В качестве заключения, я предлагаю вам следующую цитату: «открытие Фрейда – это открытие совокупности тех последствий, которые несет для природы человека его принадлежность к символическому строю, и прослеживание их смысла вплоть до обнаружения в бытии наиболее радикальных инстанций символизации» (44). И это приводит к тому, что «…на деле за ним (психоанализом) стоит серьезный труд по воссозданию человеческого смысла в скудные времена сциентизма» (58).
На этом я предлагаю закончить со второй частью Римской речи и перейти к части третьей, посвященной, как и в случае диссертации о паранойе обсуждению перспектив, обнаруживающихся за постулированием основного тезиса.
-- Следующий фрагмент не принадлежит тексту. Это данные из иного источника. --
PR #722, opened 2024-01-04
fix(taginput): watch TagInput v-model prop with deep in order to trigger update:modelValue event

tcitworld:
Unless the `deep` option is being specified, the `update:modelValue` event is not triggered by the `TagInput` component (only the `add`/`remove` events are).

There may be another way of fixing this, I'm not familiar with this `useVModelBinding` pattern. Other components may be affected by similar issues, I didn't test them.


mlmoravek:
@tcitworld the `useVModelBinding` composable is an adaptation of the [`useVModel()`](https://vueuse.org/core/useVModel/) composable from the vueuse library. Also in Vue 3.4 this may be replaced by Vue natives [`defineModel()`](https://vuejs.org/api/sfc-script-setup.html#definemodel) composable.

PR #725, opened 2024-01-06
fix: convert useComputedClass to defineClass

### LINKED ISSUE #709: Got error "Error: useComputedClass must be called within a component setup function."
### Overview of the problem

**Oruga** version: [0.8.1]
**Vuejs** version: [3.4]
**OS/Browser**:
Mac/Chrome

### Description
When using o-field tag, I see an error.
```
useComputedClass.ts:57 Uncaught (in promise) Error: useComputedClass must be called within a component setup function.
    at useComputedClass(useComputedClass.ts:57:15)
    at Field.vue:235:5
```

It worked fine until 0.8.0, but an error occurs with 0.8.1 and 0.8.2.

### Steps to reproduce

Reproduce with the following tag from the official document.
```
  <section>                                                                                                                                                      
    <o-field label="Name">                                                                                                                                       
        <o-input model-value="Kevin Garvey" />                                                                                                                   
    </o-field>                                                                                                                                                   
  </section> 
```

### Expected behavior

No error occurs

### Actual behavior

Got Error

mlmoravek:
Fixes #709 

Currently, each time a computed is triggered, the `useComputedClass` composable is triggered for each component class. This causes the `getCurrentInstance()` method to be called during the `computed` hook.

I created a new composable called `defineClasses` which will replace the computed component classes and return a reactive `ref` value. This way the `getCurrentInstance()` method got only triggered once synchronous during setup. The class is calculated synchronous during setup too and every time the `suffix` is changed by a watcher. Another watcher is used to change the apply state of the class if given. However, this doesn't require the class to be recalculated. 

This also improves the update time of a computed class, because before, whenever any property or ref value was used to compute the class got updated, the computation for each class calculation used in the computed const got triggered. Now, whenever a property changes, only the relevant class calculation is triggered.

For each component, the "Computed Component Classes" section must be refactored to use the new feature. No component logic or template should be touched.

## Proposed Changes

- refactor computed `useComputedClass` to `defineClasses`
- Update docs to use Vue 3.4 and latest vitepress version
- Extend basic button docs example


mlmoravek:
@darioillusorium Don't use Vue 3.4, use Vue 3.3.x. However, you can also use Oruga 0.7, which is based on the Options API and could work with the latest Vue version. As of 0.8, we have refactored the components to the Composition API, which contains this bug with Vue 3.4.
If you have any other problems, please open a separate issue.

jtommy (approved):

l00k:
When next release with this fix?

mlmoravek:
@l00k 
I want to finish my a11y enhancement first (https://github.com/oruga-ui/oruga/pull/723) - still working on it. 
Then I will see which issues I can fix quickly. 
And then I will do the new release 🙂

I don't want to make any date prediction, but I will try to do it this month - be aware that Oruga is a side project and nobody is working full time on it!

l00k:
I just thought fix (as independent thing) could be pushed without waiting for other bugfixes or improves.

My project which uses oruga is also side thing :) so.. yea

PR #761, opened 2024-02-03
fix(autocomplete): close dropdown on enter or tab key press

### LINKED ISSUE #707: Autocomplete dropdown does not close on enter or tab key press
### Overview of the problem

**Oruga** version: 0.8.2
**Vuejs** version: 3.3.10
**OS/Browser**: Linux Firefox 120.0.1, Linux Chromium 120.0.6099.109

### Description

In Oruga 0.8.x, the dropdown component of the autocomplete control does not close when the user presses the Enter or Tab keys. This is reproducible on the autocomplete documentation page:

https://oruga-ui.com/components/Autocomplete.html

In contrast, previous versions did close when the user presses the Enter or Tab keys; like on the old vue2 documentation page:

https://vue2.oruga.io/components/Autocomplete.html

### Steps to reproduce

1. Navigate to https://oruga-ui.com/components/Autocomplete.html
2. Select "Theme -> Oruga Full" from dropdown at top-left of page (if not already selected)
3. Click the "Find a JS framework" autocomplete input to focus it (dropdown of framework options appears):
   oruga-autocomplete-onfocus
4. Press the "down arrow" key (the first option, "Angular", is highlighted):
   oruga-autocomplete-arrow-down
5. Press the "enter" key

### Expected behavior

The autocomplete input's value is changed to "Angular" -- _and the dropdown disappears_:
oruga-autocomplete-old-enter-key

Pressing the tab key moves the focus to other controls on the page (eventually to the "Find a name" autocomplete input):
oruga-autocomplete-old-tab-key

### Actual behavior

The autocomplete input's value is changed to "Angular" -- _but the dropdown remains visible_:
oruga-autocomplete-enter-key

Pressing the tab key moves the focus to successive options in the dropdown:
oruga-autocomplete-tab-key

### Steps to reproduce

1. Navigate to https://oruga-ui.com/components/Autocomplete.html
2. Select "Theme -> Oruga Full" from dropdown at top-left of page (if not already selected)
3. Click the "Find a JS framework" autocomplete input to focus it (dropdown of framework options appears)
4. Press the "down arrow" key (the first option, "Angular", is highlighted)
5. Press the "tab" key

### Expected behavior

The autocomplete input's value is changed to "Angular" -- _and the dropdown disappears, and the focus moves to the next control_. Pressing the tab key more times eventually moves the focus to the "Find a name" autocomplete input.

### Actual behavior

The autocomplete input's value is changed to "Angular" -- _but the dropdown remains visible, and the focus moves to the first option in the dropdown_. Pressing the tab key more times cycles through the options; the focus never moves to the "Find a name" autocomplete input.

justinludwig:
Fixes #707 with the following changes to the Autocomplete component:

1. Close after selection

    When an autocomplete value is selected via the autocomplete's
    `setSelected()` method, the autocomplete's v-model value will usually be
    updated, and the dropdown will usually scheduled to be closed on the
    next tick. However, updating the v-model value triggers the v-model
    watcher, which would then schedule the dropdown to be open again on the
    next tick.

    This change updates the v-model watcher to not do anything when the new
    value is the same as the currently selected value.

2. Close on blur

    If the autocomplete looses focus without a mouse click (eg because the
    user tabbed away from it), the dropdown would remain open.

    This change extends the standard onBlur handler to first close the
    dropdown (and then run the standard onBlur handling).

3. Remove menu from tab sequence

    Pressing the tab key when the autocomplete input was focused moved the
    focus to autocomplete menu.

    This change removes the autocomplete menu and all of its options from
    the tab sequence.

    This change also adds a `menuTabindex` prop to the Dropdown component
    (to enable the dropdown menu to be removed from the tab sequence).

4. Clear itemRefs on re-render

    Using the up & down keys to change the "hovered" state triggers a
    re-render of the autocomplete menu options -- but not of the
    autocomplete component itself. The autocomplete's own `onBeforeUpdate`
    handler is not called when this happens; and so using it to clear the
    `itemRefs` array resulted in the previous set of options not being
    removed.

    The main manifestation of this bug was that it was not possible to use
    the down key to access a selectable-footer option.

    This change clears the `itemRefs` array whenever the `setItemRef()`
    function is called for the first menu option; now the `itemRefs` array
    will be cleared both whenever the full autocomplete component is
    re-rendered, and whenever just the individual options are re-rendered.

5. Select head/foot exclusively of other options

    When the `selectable-header` (or `selectable-footer` prop) is true, it
    was possible to use the up & down keys to turn on the visual "hovered"
    state for both the header (or footer) option and another regular option
    at the same time.

    This change centralizes the logic of setting the `hoveredOption`,
    `headerHovered`, and `footerHovered` refs in the `setHovered()`
    function, ensuring that only one can be set at a time.

6. Apply ARIA combobox pattern

    The ARIA attributes used by the autocomplete menu and options
    represented the menu as if it were a standalone modal dialog.

    The change applies the Combobox Pattern from the ARIA Authoring
    Practices Guide to the autocomplete input, menu, and options -- which
    should allow assistive technologies to recognize the menu as a list of
    options available for the input, and to identify the currently "hovered"
    option.

    See https://www.w3.org/WAI/ARIA/apg/patterns/combobox/ for details.

    This change also adds a `menuId` prop to the Dropdown component
    (to allow the combobox to reference the dropdown menu by id).


mlmoravek:
@justinludwig Well done PR. Thanks a lot for your effort!!!

PR #7, opened 2016-08-31
German localization & Typos

JamesCullum:
Please verify format, QT crashed and i had to edit it via Notepad++.
Note: Data could be cleaned up, still some CSS and HTML in it and a lot of duplicates


JamesCullum:
Wait, why does it only show one commit? Dang it, i'll try again.

PR #8, opened 2016-08-31
German localization & typos

JamesCullum:
Please verify format, QT crashed and i had to edit it via Notepad++.
Note: Data could be cleaned up, still some CSS and HTML in it and a lot of duplicates

P.S.: Seems like it works now, sorry for the inconvenience


fluffypony:
reviewed

PR #13, opened 2016-09-03
qmake project: option for static build and libunwind

radfish:
Distribution packages should link dynamically (static libs for dependencies are not available for most packages), so let's add an option for choosing static build when needed but also allowing dynamic build.

Also, libunwind was needed to link on Arch Linux, so added it.


fluffypony:
Reviewed

PR #14, opened 2016-09-03
German translations fix, libunbound link dependency fix, updated MacOS documentation

mbg033:
this PR depends on https://github.com/monero-project/monero/pull/1038

### DIFF
--- a/BasicPanel.qml
+++ b/BasicPanel.qml
@@ -131,7 +131,7 @@ Rectangle {
                 horizontalAlignment: Text.AlignLeft
                 verticalAlignment: Text.AlignBottom
                 color: "#535353"
-                text: qsTr("Availible Balance:")
+                text: qsTr("Available Balance:")
             }
 
             Text {
--- a/README.md
+++ b/README.md
@@ -117,10 +117,33 @@ Process: TODO
 `./release/bin/monero-core`
 
 ### On OS X:
-1. install homebrew
-2. install dependencies: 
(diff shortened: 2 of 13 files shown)


radfish:
After #1040 goes in, please update this PR (#14) to also set INSTALL_VENDORED_LIBUNBOUND=ON in that .sh script, in addition to BUILD_GUI_DEPS=ON.

PR #1040 is necessary to keep this software packageable. Sorry for creating inconvenience here.

mbg033:
I don't have fresh experience with creating packages, just to make sure I understand correctly: is this only for linux where we can (should?) use dynamically linked libs that come from repository rather than build static libunbound from bitmonero, right?

radfish:
Yes, on Linux, it should be possible to build against shared libraries distributed with the distribution instead of against vendored dependencies (that is, library sources copy-pasted into the source tree of the software that depends on those libraries). The Arch Linux package is already built exclusively against shared libraries shipped with the distribution.

Also, vendored dependencies are not going to go away, so let them be used, but do not install them into the system -- that conflicts with distribution's library packages and creates a mess for the user.

Also, if we have to vendor, each software should vendor its own dependencies. One software should not be using dependencies vendored in another software. So, if you need libunbound here, I would vendor it (that is, copy-paste it into this repo). The fact that bitmonerod also happens to depend (and vendor) libunbound is irrelevant.

Thanks.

Этот тезис, я напомню еще раз, - «Бессознательное структурировано как язык». Лакан говорит в начале третьей части: «возвращение психоаналитического опыта к речи и языку как своей основе сказывается на его технике». Итак часть третья, часть ориентированная на технику аналитическо практики, но затем идет Первый Семинар, который начнется через несколько месяцев, в ноябре 53-го, и который является продолжением того что начало сказываться в Риме.
* - В скобках даются ссылки на страницы билингвистического издания "Римской речи" М., "Гнозис", 1995.

3 комментария:

  1. Этот комментарий был удален автором.

    ОтветитьУдалить
  2. Этот комментарий был удален автором.

    ОтветитьУдалить
  3. Не будет ли забеганием вперед, моя попытка обратиться назад, к Фрейду, говоря о Лакане? Тезисы - "Бессознательное структурировано как язык", а также "Бессознательное есть дискурс Другого" - афористичные по форме и глубочайшие по содержанию - содержат в себе термин "бессознательное". У Фрейда есть статья под названием "Сексуальность в этиологии неврозов", написанная аж в 1898 году, то есть, в самом начале пути, термины "бессознательное" и "сексуальное" в теории Фрейда, сопряжены. Жак Алэн Миллер, озаглавил один из параграфов XI Семинара Жака Лакана - "Сексуальная реальность бессознательного". И совершенно ничего не может быть понято у Фрейда, если не разобраться в том, какой же смысл придается термину "сексуальное", который у Фрейда далек от обыденного, очевидного понимания. И, в самом Фрейдовском стиле смещения смысла понятия при его тщательной разработке, просматривается та независимость, то скольжение означающего над означаемым, что было позже артикулировано Фердинандом де Соссюром.